### Activity
The required output is a number: how many lines of the data below include the string "ProtvistaDatatable".

Stored items:
^^^^^^^^^^^^^^^^

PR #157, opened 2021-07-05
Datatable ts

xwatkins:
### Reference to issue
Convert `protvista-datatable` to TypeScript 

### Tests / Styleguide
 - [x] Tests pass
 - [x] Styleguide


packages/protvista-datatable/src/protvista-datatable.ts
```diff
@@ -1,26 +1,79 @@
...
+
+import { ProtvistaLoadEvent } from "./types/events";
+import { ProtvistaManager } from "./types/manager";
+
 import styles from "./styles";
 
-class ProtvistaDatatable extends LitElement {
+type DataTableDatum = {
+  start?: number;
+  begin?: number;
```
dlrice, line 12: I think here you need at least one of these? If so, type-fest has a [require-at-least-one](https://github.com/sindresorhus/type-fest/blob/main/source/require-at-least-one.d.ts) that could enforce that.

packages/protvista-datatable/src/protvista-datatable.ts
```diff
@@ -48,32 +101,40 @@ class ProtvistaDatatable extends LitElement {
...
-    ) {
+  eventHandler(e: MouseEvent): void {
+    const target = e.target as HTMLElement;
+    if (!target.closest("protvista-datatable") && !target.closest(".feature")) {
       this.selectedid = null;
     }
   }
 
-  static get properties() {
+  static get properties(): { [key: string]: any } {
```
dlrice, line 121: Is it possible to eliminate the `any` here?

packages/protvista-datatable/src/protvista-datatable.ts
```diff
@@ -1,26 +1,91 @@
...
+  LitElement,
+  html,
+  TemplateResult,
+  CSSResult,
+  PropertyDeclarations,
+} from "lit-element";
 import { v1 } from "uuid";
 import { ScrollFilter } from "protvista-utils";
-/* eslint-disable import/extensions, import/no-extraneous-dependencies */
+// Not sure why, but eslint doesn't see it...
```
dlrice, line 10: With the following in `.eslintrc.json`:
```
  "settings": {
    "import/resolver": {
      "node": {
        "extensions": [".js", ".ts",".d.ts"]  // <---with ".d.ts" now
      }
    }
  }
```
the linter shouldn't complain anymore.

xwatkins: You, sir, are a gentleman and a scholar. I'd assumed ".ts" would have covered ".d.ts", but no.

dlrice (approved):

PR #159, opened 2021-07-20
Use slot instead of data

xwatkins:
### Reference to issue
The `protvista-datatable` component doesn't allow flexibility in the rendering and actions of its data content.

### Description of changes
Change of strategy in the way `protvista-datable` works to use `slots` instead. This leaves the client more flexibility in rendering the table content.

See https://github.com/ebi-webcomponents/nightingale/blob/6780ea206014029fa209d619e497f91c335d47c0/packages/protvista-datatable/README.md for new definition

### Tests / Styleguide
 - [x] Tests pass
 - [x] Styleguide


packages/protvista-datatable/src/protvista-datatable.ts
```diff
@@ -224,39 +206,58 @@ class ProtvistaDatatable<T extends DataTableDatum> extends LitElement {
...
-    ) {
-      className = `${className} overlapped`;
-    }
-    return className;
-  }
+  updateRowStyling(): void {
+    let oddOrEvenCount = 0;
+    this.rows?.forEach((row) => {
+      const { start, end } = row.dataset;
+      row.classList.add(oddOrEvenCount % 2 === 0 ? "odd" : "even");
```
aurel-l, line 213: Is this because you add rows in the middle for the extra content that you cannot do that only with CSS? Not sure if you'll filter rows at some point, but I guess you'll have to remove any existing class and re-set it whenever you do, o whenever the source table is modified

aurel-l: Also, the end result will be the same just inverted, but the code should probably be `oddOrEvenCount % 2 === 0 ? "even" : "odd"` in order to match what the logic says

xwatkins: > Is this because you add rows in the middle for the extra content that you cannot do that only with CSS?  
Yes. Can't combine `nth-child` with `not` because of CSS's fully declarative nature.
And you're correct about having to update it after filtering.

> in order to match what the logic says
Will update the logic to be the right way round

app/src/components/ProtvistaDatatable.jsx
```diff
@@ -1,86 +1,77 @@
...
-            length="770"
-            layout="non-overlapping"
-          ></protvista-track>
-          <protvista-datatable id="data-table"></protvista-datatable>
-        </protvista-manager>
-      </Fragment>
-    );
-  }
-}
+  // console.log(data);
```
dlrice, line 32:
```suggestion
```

^^^^^^^^^^^^^^^^

### Result of this task
4